I am having trouble with the following integral
Prove that $$ \int_0^1\frac{x\ln(x)}{1+x^2+x^4}dx=\frac{1}{36}\Big(\psi^{(1)}(2/3)-\psi^{(1)}(1/3)\Big)$$
$$I=\int_0^1\frac{x\ln(x)}{1+x^2+x^4}dx=\int_0^1\frac{\ln(u^2)}{2(1+u+u^2)}du=\int_0^1\frac{\ln(u)}{(1+u+u^2)}du$$ let $x^2=u\rightarrow \frac{du}{dx}=2x$
How does one proceed from here? Is my approach correct?
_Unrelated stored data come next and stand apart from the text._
PR #32, opened 2021-01-27
Bug 1687491 - Use the dispatcher on the boolean metric type

brizental:
Opening this as a draft as I would like some feedback before using the pattern chosen here on all the other metrics :)

Note to self: Interestingly enough the boolean metric type is _not_ used by Glean internally. Good candidate for a future metric type plugin test.

### DIFF
--- a/src/metrics/types/boolean.ts
+++ b/src/metrics/types/boolean.ts
@@ -14,33 +14,40 @@ export class BooleanMetric extends Metric<boolean, boolean> {
   validate(v: unknown): v is boolean {
     return isBoolean(v);
   }
+
   payload(): boolean {
     return this._inner;
   }
 }
 
 /**
+ *
  *  A boolean metric.
  *
  * Records a simple flag.
+ *
  */
-class BooleanMetricType extends MetricType {
+abstract class BooleanMetricType extends MetricType {
   constructor(meta: CommonMetricData) {
     super("boolean", meta);
   }
 
   /**
-   * Sets to the specified boolean value.
+   * Simulates setting this boolean metric
+   * and returns the resulting boolean metric that would be recorded.
    *
    * @param value the value to set.
+   *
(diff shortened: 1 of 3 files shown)


src/metrics/types/boolean.ts
```diff
@@ -14,33 +14,40 @@ export class BooleanMetric extends Metric<boolean, boolean> {
...
     return isBoolean(v);
   }
+
   payload(): boolean {
     return this._inner;
   }
 }
 
 /**
+ *
```
Dexterp37, line 24: nit: is this intentional?

src/metrics/types/boolean.ts
```diff
@@ -61,4 +68,38 @@ class BooleanMetricType extends MetricType {
   }
 }
 
-export default BooleanMetricType;
+/**
+ * A boolean metric instance to be used only by Glean.
+ *
+ * This implementation will allow callers to wait on the metrics recording
+ */
+export class BooleanMetricTypeInternal extends BooleanMetricType {
```
Dexterp37, line 76: Do we need this exclusively because of the testing?

brizental: Initially, yes. But after working on this, I realized it is nice that _only_ external API calls go to the dispatcher and the rest is all synchronous, makes it much easier to follow the code. I am not sure this is how glean-core / bindings work.

src/metrics/types/boolean.ts
brizental: Sheesh, nice catch. No it isn't.

src/metrics/types/boolean.ts
brizental: Note that the idea is that Glean internal metrics will all be the "internal" type. And the exported metrics that users will use will be the "external" type.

Thank you for your time
On
Alternatively
\begin{align} \int_0^1\frac{x\ln x}{1+x^2+x^4}dx = &\int_0^1\frac{x\ln x}{(e^{i\frac\pi3}+x^2)(e^{-i\frac\pi3}+x^2)}dx \\ =& \>\frac1{\sin\frac\pi3 }\>\Im \int_0^1 \frac{e^{i\frac\pi3}x\ln x}{1+ e^{i\frac\pi3}x^2 }dx \overset{x^2\to x} =\frac{1}{2\sqrt3}\Im \text{Li}_2(- e^{i\frac\pi3}) \end{align}
Firstly, note that after your substitution it should be $$I=\int_0^1\frac{x\ln(x)}{1+x^2+x^4}~dx=\color{red}{\frac{1}{4}}\int_0^1\frac{\ln(u)}{1+u+u^2}~du.$$ To evaluate the latter integral, the geometric series shows that $$\begin{align*} \int_0^1\frac{\ln(u)}{1+u+u^2}~du&=\int_0^1 \frac{(1-u)\ln(u)}{1-u^3}~du\\&=\int_0^1 \sum_{k=0}^{\infty} (1-u)\ln(u)u^{3k}~du\\&=\sum_{k=0}^{\infty} \left[\int_0^1 u^{3k}\ln(u)~du-\int_0^1 u^{3k+1}\ln(u)~du\right]. \end{align*}$$ By differentiating the integral $\int_0^1 x^{\alpha}~dx$ with respect to $\alpha\in \mathbb{R}\setminus \{-1\}$, one obtains that $$\int_0^1 x^{\alpha}\ln(x)~dx=-\frac{1}{(\alpha+1)^2}.$$ Therefore, one has that $$\begin{align*} \int_0^1\frac{\ln(u)}{1+u+u^2}~du&=\sum_{k=0}^{\infty} \left[\frac{1}{(3k+2)^2}-\frac{1}{(3k+1)^2}\right]\\&=\frac{1}{9}\sum_{k=0}^{\infty} \left[\frac{1}{(k+2/3)^2}-\frac{1}{(k+1/3)^2}\right]\\&=\frac{1}{9}(\psi^{(1)}(2/3)-\psi^{(1)}(1/3)), \end{align*}$$ where we have used the series representation of the trigamma function $$\psi^{(1)}(z)=\sum_{k=0}^{\infty} \frac{1}{(z+k)^2}. \tag{1}$$ If this is not your definition of the trigamma function (if you define $\psi^{(1)}(z):=\frac{d^2}{dz^2}\ln(\Gamma(z))$), then you can prove $(1)$ using the Weierstrass's definition of the $\Gamma$ function: $$\Gamma(z)=\frac{e^{-\gamma z}}{z}\prod_{n=1}^{\infty} \left(1+\frac{z}{n}\right)^{-1}e^{z/n}.$$